Task objective
Each line from the one containing "the last sort." through the end of the data below is to be output verbatim, with no lines added or left out.

(Beginning of Records shown)

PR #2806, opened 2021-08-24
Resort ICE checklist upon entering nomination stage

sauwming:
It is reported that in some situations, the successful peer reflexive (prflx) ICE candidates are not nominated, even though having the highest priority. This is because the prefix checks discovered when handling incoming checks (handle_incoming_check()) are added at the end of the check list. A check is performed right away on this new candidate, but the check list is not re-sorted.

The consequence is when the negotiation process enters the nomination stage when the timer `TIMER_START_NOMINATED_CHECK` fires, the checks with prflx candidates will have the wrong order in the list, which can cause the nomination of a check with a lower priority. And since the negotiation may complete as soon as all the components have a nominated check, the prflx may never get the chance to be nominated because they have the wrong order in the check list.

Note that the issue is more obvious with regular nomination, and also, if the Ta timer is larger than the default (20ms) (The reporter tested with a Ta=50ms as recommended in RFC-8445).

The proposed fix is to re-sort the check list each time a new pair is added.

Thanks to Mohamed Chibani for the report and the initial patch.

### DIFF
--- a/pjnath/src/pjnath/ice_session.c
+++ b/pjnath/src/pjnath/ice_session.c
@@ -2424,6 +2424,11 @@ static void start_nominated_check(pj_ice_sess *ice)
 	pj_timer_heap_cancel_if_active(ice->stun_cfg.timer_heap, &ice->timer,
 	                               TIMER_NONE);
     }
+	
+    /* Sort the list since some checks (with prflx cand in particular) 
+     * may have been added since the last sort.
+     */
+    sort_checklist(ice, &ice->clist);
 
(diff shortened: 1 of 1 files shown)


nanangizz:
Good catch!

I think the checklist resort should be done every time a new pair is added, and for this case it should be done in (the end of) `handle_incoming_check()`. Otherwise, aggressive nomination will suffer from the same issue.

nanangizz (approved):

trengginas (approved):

(End of Records shown)

Solution below
+     * may have been added since the last sort.
+     */
+    sort_checklist(ice, &ice->clist);
 
(diff shortened: 1 of 1 files shown)


nanangizz:
Good catch!

I think the checklist resort should be done every time a new pair is added, and for this case it should be done in (the end of) `handle_incoming_check()`. Otherwise, aggressive nomination will suffer from the same issue.

nanangizz (approved):

trengginas (approved):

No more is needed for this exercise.